# Base for Porter Cable 7399



## Jack Wilson (Mar 14, 2010)

I have a Porter Cable 7399, which I purchased YEARS ago as a cutout tool. It came without a base of any kind, and after sitting idle for a decade or so I am thinking of getting a base for it so that I can use it as a laminate trimmer, (the router was idle, not me). After a brief google search I have come up short. Does anyone know of a place to get my hands on a base for this small router?

Thanks,
Jack


----------



## bobj3 (Jan 17, 2006)

Hi Jack

You may want to check out the links below

Porter Cable 7309 Standard Base - 7309 at Toolsforless.com

Porter Cable 7399 - Google Product Search

========





Jack Wilson said:


> I have a Porter Cable 7399, which I purchased YEARS ago as a cutout tool.
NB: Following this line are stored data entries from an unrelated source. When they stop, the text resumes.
PR #2899, opened 2021-08-13
Add 2-tx reconfiguration RPCs/ORCs

wintersteiger:
Still a draft that needs cleanup, but the logic is there.


doc/audit/builtin_maps.rst
```diff
@@ -385,4 +385,9 @@ Evidence inserted in the ledger by a primary producing a snapshot to establish p
...
 Used to persist submitted shares during a recovery.
 
-While the contents themselves are encrypted, the table is public so as to be accessible by nodes bootstrapping a recovery service.
\ No newline at end of file
+While the contents themselves are encrypted, the table is public so as to be accessible by nodes bootstrapping a recovery service.
+
+``resharings``
+~~~~~~~~~~~~~~
+
+Internal information for identity resharing during 2-transaction reconfiguration.
```
achamayou, line 393: I think we would still like a basic description of the Key and Value if possible, for anyone who's working on the code base.

achamayou: As discussed, this is due further change very shortly, so not necessary right now.

achamayou (approved):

It came without a base of any kind, and after sitting idle for a decade or so I am thinking of getting a base for it so that I can use it as a laminate trimmer, (the router was idle, not me). After a brief google search I have come up short. Does anyone know of a place to get my hands on a base for this small router?
> 
> Thanks,
> Jack


----------



## Jack Wilson (Mar 14, 2010)

Thanks Bob, that's just what I was looking for!

Jack


----------